Eintracht im Doppeleinsatz: Marvin Gabriel über Heiligabend, Hinrunde und Hoffnung

„Man muss kein Prophet sein“

Sein Können wird gefragt sein: Eintracht Baunatals Spielmacher Marvin Gabriel, hier im Spiel gegen Aue. Foto:  Fischer/nh

Baunatal. An Ausruhen während der Festtage ist für Handball-Zweitligist Eintracht Baunatal nur bedingt zu denken.
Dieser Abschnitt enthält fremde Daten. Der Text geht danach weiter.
PR #1557, opened 2023-03-23
WIP microshift specific tests

pmtk:
/cc


e2e/tests/0030-router-smoke-test.sh
```diff
@@ -0,0 +1,42 @@
...
+source "${SCRIPT_PATH}/../helpers.sh"
+
+cleanup() {
+    oc delete route hello-microshift
+    oc delete service hello-microshift
+    oc delete -f "${SCRIPT_PATH}/assets/hello-microshift.yaml"
+}
+trap cleanup EXIT
+
+gcloud compute firewall-rules update "${INSTANCE_PREFIX}" --allow tcp:22,icmp,tcp:80
```
dhellmann, line 17: Can we split these test scripts up so it is possible to run them against a local deployment, too?

e2e/tests/0050-greenboot.sh
```diff
@@ -0,0 +1,132 @@
...
+
+set -euo pipefail
+IFS=$'\n\t'
+set -x
+
+SCRIPT_PATH="$(readlink -f "$(dirname "${BASH_SOURCE[0]}")")"
+
+scp "$SCRIPT_PATH/assets/busybox_running_check.sh" "$USHIFT_USER@$USHIFT_IP":~/busybox_running_check.sh
+
+ssh -q "$USHIFT_USER@$USHIFT_IP" <<'ENDSSH'
```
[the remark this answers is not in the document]
pmtk: Definitely

e2e/helpers.sh
```diff
@@ -0,0 +1,27 @@
+#!/usr/bin/env bash
+
+gscp() {
```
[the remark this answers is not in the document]
dhellmann: I like that

e2e/tests/0030-router-smoke-test.sh
```diff
@@ -0,0 +1,37 @@
...
+# shellcheck disable=SC2317  # Don't warn about unreachable commands in this function
+cleanup() {
+    oc delete route hello-microshift || true
+    oc delete service hello-microshift || true
+    oc delete -f "${SCRIPT_PATH}/assets/hello-microshift.yaml" || true
+    firewall::close_port 80 tcp || true
+}
+trap cleanup EXIT
+
+firewall::open_port 80 tcp
```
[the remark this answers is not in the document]
dhellmann: TIL, nice

e2e/cluster-debug-info.sh
```diff
@@ -0,0 +1,73 @@
+#!/usr/bin/env bash
```
dhellmann, line 1: At what point can this script just become a call to sos report?

e2e/main.sh
```diff
@@ -0,0 +1,134 @@
...
+  subjectAltNames:
+  - '"$USHIFT_IP"'
+EOF'
+    ssh "$USHIFT_USER@$USHIFT_IP" "sudo systemctl enable --now microshift"
+}
+
+microshift_debug_info() {
+    log "Gathering debug info"
+    scp "$SCRIPT_DIR/cluster-debug-info.sh" "$USHIFT_USER@$USHIFT_IP:/tmp/cluster-debug-info.sh"
+    ssh "$USHIFT_USER@$USHIFT_IP" "sudo KUBECONFIG=/var/lib/microshift/resources/kubeadmin/kubeconfig /tmp/cluster-debug-info.sh"
```
dhellmann, line 71: Is there any reason the KUBECONFIG variable can't be set from inside the debug script?

e2e/main.sh
```diff
@@ -0,0 +1,134 @@
...
+    log "${test} - RUNNING"
+
+    microshift_cleanup
+    microshift_setup
+    microshift_check_readiness
+    konfig=$(microshift_get_konfig)
+
+    start=$(date +%s)
+    set +e
+    KUBECONFIG="$konfig" "${SCRIPT_DIR}/tests/${test}"
```
dhellmann, line 91: If this function took the full path to the test script as argument then a developer could use tab completion when running a test from the command line.

e2e/main.sh
```diff
@@ -0,0 +1,134 @@
...
+    res=$?
+    set -e
+    rm -f "${konfig}"
```
dhellmann, line 94: Is it worth using a trap to do this cleanup?

e2e/cluster-debug-info.sh
pacevedom: As soon as the sos version we need is publicly available this script may be retired.

pmtk: I don't remember the details, but I think we still don't have everything in SOS? Does it have "feature parity" with the cluster-debug-info.sh?

pmtk: I take ^ back. Just looked at sos from `master` and it's pretty dope.
@dhellmann @pacevedom what do you think about leaving couple commands in the job log to have quickly glanceable info in case of error? Like `oc get {pods,nodes}` and maybe `oc get events -A --sort-by=.metadata.creationTimestamp | head -n 20`. Given our problems with topolvm image pulling I'd get quickly annoyed to go through downloading and extracting sos report only to find that issue there :P

e2e/main.sh
```diff
@@ -0,0 +1,151 @@
...
+    tmpfile=$(mktemp /tmp/microshift-e2e-konfig.XXXXXX)
+    ssh "$USHIFT_USER@$USHIFT_IP" 'sudo cat /var/lib/microshift/resources/kubeadmin/'"$USHIFT_IP"'/kubeconfig' >"$tmpfile"
+    echo "$tmpfile"
+}
+
+microshift_check_readiness() {
+    local test_output="${1}"
+    log "Waiting for MicroShift to become ready"
+    ssh "$USHIFT_USER@$USHIFT_IP" \
+        "sudo /etc/greenboot/check/required.d/40_microshift_running_check.sh | \
```
dhellmann, line 56: Passing shell commands to ssh to run with pipes and loops and things can make quoting pretty messy. Can we process the output of the script outside of ssh? Or can we make the script being run produce just the output we want (maybe via a command line switch)?

We also, at one point, talked about just copying all of the test code into the VM and then running everything there. I can see some issues with that, but the appeal is that is simplifies the test runner logic, at least in some cases. Does it make the implementation of the tests harder, though?

e2e/main.sh
```diff
@@ -0,0 +1,151 @@
...
+microshift_setup() {
+    local test_output="${1}"
+    log "Setting up and starting MicroShift"
+    ssh "$USHIFT_USER@$USHIFT_IP" 'cat << EOF | sudo tee /etc/microshift/config.yaml
+---
+apiServer:
+  subjectAltNames:
+  - '"$USHIFT_IP"'
+EOF' &>"${test_output}/0001-setup.log"
+    ssh "$USHIFT_USER@$USHIFT_IP" "sudo systemctl enable --now microshift" &>>"${test_output}/0001-setup.log"
```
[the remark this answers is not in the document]
pmtk: That was my initial approach, but then piping whole function output to file leads to messages like "setting up microshift" to be in that file instead of printed out to console. Unless there's some magic with streams (like "separate runner's std{err,out} from test's std{err,out})?

Slightly related: I consider this script as an intermediate step - move tests here, see what we need, what we want.
I hope that we'll be able to move to some other solution. I spent some time over the weekend [PoCing python script](https://github.com/pmtk/microshift/commit/d25d9f6ff4b81c9dcefe05471dc8b0ab8c29fb4a) and I see needs beside what we have here:
- junit xml is very nice addition
- tagging/labeling tests (e.g. to group "non-destructive" like smoke tests we have now together without tearing down and setting up microshift in between; as opposed to greenboot test that tears down microshift multiple times)

e2e/main.sh
pmtk: I feel that tests like router/lb smokes would not be as sane ran from within.
Also - reboot test (which I haven't ported(? - there's nothing to port there actually...) yet)

I know that current state of the PR is "in between" approaches, but I didn't wanted to make too many changes to existing tests (esp greenboot) hoping for iterative approach.

Re that monstrosity after pipe - it just adds timestamp to beginning of the line, somehow I couldn't find moreutils package on RHEL (which would provide [ts](https://linux.die.net/man/1/ts) and that would be much simpler).
Also, it's not needed at all - just put it there because I noticed that greenboot check takes way too long (pod restart check takes 50s for each namespace sequentially)

pmtk: I just remembered testing I've done simulating "power loss during initialization" - test similar to this (or just "do 100 reboots")  has no place running from the microshift itself. 

Having external tests runner feels cleaner to me, but there's nothing prohibiting the test suite from the microshift (like selected tests running on dev vm against dev vm), but that's probably not what you meant?
Are we talking about test runner on dev VM or just having test cases in scripts, copied to remote and executed there? Even though bash scripts are much simpler at times due to being native to shell (duh) or `set -x` providing full debug info, they feel like a mess.

dhellmann: I'm sorry, yes, you've pointed out that reboot case to me a few times before, and I keep forgetting it.

I'm trying to minimize the complexity of the commands embedded in the ssh arguments. Maybe we can isolate just those cases as temporary scripts? A guideline like "if you wouldn't type it on the command line, don't pass it to ssh as an argument" could give us a heuristic. Maybe that's stricter than needed, though?

e2e/main.sh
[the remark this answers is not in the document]
dhellmann: OK, let's keep things as you have them for now, then.

e2e/main.sh
pmtk: Can we skip this? This conflicts with the current way and I'm not sure if it's worth spending time marry what you proposed with current glob-like approach. Esp that I'd like to migrate from bash

dhellmann: Sure, it sounds like you have other plans so that's fine. Moving away from bash has my full support. :-)

dhellmann (commented):
I'm happy with this version. I'll leave the PR open to let some of the rest of the team look at it, since there are others who have been following the work more closely than I have.

e2e/main.sh
```diff
@@ -0,0 +1,197 @@
...
+function_should_be_exported() {
+    local fname=${1}
+    if ! declare -F "${fname}"; then
+        log "WARNING: Function '${fname}' is unexported. It is expected that function is provided for interacting with cloud provider"
+        return 1
+    fi
+}
+
+check_passwordless_ssh() {
+    ssh -o BatchMode=yes "${USHIFT_USER}@${USHIFT_IP}" "true" || {
```
ggiguash, line 58: There are quite a few repetitions for the `ssh` command invocation. If we create a `run_ssh_command` function, it should also allow us to transparently execute commands locally if the host/user are the same.

e2e/main.sh
```diff
@@ -0,0 +1,197 @@
...
+
+    all_successful=true
+    for t in ${to_run}; do
+        run_test "${t}" || all_successful=false
+    done
+    "${all_successful}"
+}
+
+[ $# -eq 0 ] && {
+    usage "Expected arguments"
```
ggiguash, line 192:
```suggestion
    usage "Missing expected arguments"
```

e2e/tests/0050-greenboot.sh
```diff
@@ -0,0 +1,11 @@
+#!/usr/bin/env bash
+
+set -euo pipefail
+IFS=$'\n\t'
+PS4='+ $(date "+%T.%N")\011 '
+set -x
+
+SCRIPT_PATH="$(readlink -f "$(dirname "${BASH_SOURCE[0]}")")"
+
+scp "${SCRIPT_PATH}/../../docs/config/busybox_running_check.sh" "${SCRIPT_PATH}/assets/greenboot-test.sh" "${USHIFT_USER}@${USHIFT_IP}":/tmp/
```
ggiguash, line 10: Let's copy those to the user home dir if possible to avoid security remarks about predictable file names in /tmp?

e2e/tests/0100-reboot.sh
```diff
@@ -0,0 +1,44 @@
...
+
+# Allow for `ssh` command errors (255 exit code) like "connection closed by remote host"
+# Fail on other errors (coming from the command executed remotely itself)
+if [ "${res}" -ne 0 ] && [ "${res}" -ne 255 ]; then
+    exit 1
+fi
+
+wait_until ssh "${USHIFT_USER}@${USHIFT_IP}" "true"
+# Just check if KAS is up and serving
+wait_until oc get node
```
ggiguash, line 42: This should not be necessary as the readiness check script has the code to deal with microshift not yet running.

ggiguash (changes requested):

e2e/main.sh
```diff
@@ -0,0 +1,219 @@
...
+
+microshift_setup() {
+    local output_dir="${1}"
+    log "Setting up and starting MicroShift"
+    ssh_cmd 'cat << EOF | sudo tee /etc/microshift/config.yaml
+---
+apiServer:
+  subjectAltNames:
+  - '"${USHIFT_IP}"'
+EOF' &>"${output_dir}/0001-setup.log"
```
pacevedom, line 109: Is this needed? Should it remain as part of the installation?

pmtk: But it's only done in CI, missing for local VMs (unless someone does it manually). I'd prefer using IPs over hostnames if we can

pacevedom: Tests only require a host for the execution, be that a hostname or an IP, right? I would put the requirement on configuring the system outside of the tests so that they are generic for any environment.
In CI you have that as part of the install steps, and in a dev environment you may get away with default configuration. For example, I use "microshift-rhel9" as hostname for my VM and never use its IP, therefore the default config is ok.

Am 2. Weihnachtstag gastieren die Großenritter zum Rückrundenauftakt ab 19.30 Uhr beim TV Großwallstadt, zwei Tage später steht das Heimspiel in der Rundsporthalle gegen Rimpar an (17 Uhr). Einer, der nach seiner Kapselverletzung im Finger zuletzt wieder mitwirken konnte, ist Marvin Gabriel. Er äußert sich im Vorfeld über ...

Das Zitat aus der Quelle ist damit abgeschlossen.